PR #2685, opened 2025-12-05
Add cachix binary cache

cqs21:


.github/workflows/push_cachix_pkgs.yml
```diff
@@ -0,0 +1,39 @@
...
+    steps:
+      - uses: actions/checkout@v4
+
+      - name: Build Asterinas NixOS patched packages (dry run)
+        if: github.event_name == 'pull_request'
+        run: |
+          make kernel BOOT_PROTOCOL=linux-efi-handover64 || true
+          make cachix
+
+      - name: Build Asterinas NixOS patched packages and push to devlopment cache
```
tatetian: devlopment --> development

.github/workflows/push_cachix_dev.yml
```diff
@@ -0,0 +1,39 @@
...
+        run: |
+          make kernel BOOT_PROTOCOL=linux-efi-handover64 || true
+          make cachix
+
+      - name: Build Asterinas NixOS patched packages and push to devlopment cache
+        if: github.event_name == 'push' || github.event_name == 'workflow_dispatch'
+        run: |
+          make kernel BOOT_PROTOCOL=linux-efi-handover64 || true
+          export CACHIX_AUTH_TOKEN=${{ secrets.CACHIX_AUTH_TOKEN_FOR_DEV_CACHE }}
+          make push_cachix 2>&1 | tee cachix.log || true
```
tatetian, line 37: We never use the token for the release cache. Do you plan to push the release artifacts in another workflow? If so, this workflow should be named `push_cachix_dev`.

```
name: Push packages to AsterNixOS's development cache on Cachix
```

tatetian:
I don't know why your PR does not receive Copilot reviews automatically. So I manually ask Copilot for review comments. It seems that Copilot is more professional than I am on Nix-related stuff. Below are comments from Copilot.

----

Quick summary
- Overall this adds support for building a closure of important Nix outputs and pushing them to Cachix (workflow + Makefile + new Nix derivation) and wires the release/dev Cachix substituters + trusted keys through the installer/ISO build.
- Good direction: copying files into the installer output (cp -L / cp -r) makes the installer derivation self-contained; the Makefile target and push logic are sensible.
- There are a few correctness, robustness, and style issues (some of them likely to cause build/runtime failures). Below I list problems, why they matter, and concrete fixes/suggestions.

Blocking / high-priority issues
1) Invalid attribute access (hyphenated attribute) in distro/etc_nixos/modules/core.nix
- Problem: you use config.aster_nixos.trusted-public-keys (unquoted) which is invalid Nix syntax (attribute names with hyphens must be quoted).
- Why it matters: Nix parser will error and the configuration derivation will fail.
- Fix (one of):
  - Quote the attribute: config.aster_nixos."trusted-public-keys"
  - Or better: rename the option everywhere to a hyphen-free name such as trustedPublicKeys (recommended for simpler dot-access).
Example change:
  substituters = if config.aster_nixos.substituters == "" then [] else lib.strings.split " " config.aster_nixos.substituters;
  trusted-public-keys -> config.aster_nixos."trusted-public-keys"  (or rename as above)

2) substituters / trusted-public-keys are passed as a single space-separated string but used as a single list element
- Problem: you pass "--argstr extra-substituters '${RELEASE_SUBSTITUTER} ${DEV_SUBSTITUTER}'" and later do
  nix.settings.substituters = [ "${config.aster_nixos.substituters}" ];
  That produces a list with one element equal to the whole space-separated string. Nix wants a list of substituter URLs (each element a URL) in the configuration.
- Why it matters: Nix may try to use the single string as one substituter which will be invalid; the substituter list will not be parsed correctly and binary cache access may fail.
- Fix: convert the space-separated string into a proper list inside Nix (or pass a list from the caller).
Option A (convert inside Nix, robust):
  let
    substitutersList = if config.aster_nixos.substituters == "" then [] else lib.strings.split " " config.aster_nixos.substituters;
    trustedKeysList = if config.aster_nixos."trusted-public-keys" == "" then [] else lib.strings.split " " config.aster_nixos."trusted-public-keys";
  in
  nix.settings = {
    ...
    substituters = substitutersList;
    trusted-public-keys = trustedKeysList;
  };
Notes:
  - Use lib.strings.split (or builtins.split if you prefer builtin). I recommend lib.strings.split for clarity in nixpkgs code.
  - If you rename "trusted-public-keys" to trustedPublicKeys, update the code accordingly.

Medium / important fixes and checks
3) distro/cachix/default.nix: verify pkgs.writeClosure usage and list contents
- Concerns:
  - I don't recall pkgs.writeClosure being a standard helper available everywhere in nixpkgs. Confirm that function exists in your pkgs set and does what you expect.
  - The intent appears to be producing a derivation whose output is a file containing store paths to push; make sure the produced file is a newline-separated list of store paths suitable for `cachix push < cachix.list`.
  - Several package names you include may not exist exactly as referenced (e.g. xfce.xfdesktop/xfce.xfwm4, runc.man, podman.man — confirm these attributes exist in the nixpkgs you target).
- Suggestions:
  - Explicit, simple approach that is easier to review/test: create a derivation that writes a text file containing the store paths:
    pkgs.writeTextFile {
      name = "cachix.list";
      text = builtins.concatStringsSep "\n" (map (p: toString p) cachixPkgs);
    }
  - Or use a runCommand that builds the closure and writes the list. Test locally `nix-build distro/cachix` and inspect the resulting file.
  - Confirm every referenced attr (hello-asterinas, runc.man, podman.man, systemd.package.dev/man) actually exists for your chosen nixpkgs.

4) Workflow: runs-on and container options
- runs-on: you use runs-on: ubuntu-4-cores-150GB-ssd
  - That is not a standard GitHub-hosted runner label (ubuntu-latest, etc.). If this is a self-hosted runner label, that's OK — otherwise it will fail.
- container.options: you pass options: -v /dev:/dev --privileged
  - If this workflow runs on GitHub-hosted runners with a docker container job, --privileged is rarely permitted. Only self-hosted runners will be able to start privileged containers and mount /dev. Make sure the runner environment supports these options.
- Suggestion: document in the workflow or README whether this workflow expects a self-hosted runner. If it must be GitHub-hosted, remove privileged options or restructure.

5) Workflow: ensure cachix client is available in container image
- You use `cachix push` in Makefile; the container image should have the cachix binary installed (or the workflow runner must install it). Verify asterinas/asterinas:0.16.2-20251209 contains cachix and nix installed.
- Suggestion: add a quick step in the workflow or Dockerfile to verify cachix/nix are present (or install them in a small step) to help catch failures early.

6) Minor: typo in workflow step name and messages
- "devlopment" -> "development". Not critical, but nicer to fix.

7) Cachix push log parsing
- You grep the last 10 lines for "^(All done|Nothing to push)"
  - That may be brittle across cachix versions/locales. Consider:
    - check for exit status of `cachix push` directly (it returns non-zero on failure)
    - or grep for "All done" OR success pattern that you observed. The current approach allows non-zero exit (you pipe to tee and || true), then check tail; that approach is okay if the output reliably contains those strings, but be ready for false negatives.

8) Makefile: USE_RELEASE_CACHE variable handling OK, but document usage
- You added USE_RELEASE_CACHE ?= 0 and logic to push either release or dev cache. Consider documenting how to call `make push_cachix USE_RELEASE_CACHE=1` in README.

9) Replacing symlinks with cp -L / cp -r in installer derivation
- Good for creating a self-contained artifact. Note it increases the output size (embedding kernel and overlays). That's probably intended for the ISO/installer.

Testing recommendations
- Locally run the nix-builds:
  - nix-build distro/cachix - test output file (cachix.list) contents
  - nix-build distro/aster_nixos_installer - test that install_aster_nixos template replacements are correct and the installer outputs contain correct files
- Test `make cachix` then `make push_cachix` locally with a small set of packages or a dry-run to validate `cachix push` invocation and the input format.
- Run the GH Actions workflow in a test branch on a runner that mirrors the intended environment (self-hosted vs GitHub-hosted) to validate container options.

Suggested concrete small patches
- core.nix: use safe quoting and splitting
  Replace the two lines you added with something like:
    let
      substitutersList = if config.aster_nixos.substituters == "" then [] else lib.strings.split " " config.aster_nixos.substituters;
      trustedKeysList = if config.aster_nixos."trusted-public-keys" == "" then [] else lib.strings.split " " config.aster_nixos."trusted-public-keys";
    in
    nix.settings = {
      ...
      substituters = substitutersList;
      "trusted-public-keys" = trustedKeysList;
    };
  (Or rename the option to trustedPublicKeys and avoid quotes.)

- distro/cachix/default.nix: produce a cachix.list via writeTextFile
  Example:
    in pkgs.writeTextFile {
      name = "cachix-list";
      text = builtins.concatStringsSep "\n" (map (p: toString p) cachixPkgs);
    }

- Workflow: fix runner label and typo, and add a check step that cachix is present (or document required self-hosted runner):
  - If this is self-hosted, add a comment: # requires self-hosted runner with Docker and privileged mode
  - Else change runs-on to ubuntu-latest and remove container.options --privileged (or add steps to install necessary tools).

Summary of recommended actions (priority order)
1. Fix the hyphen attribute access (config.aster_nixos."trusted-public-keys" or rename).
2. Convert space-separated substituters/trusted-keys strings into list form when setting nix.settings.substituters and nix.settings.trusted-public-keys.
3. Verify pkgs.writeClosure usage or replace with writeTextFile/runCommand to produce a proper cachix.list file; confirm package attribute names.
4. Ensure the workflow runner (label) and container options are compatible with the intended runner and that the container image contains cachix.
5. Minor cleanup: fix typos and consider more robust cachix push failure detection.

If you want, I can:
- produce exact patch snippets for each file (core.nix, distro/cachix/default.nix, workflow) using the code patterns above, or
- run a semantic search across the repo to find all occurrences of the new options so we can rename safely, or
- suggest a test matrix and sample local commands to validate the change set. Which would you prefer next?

Activity: Match on "issues" and report each line of the data above that has it.

Result:
- There are a few correctness, robustness, and style issues (some of them likely to cause build/runtime failures). Below I list problems, why they matter, and concrete fixes/suggestions.
Blocking / high-priority issues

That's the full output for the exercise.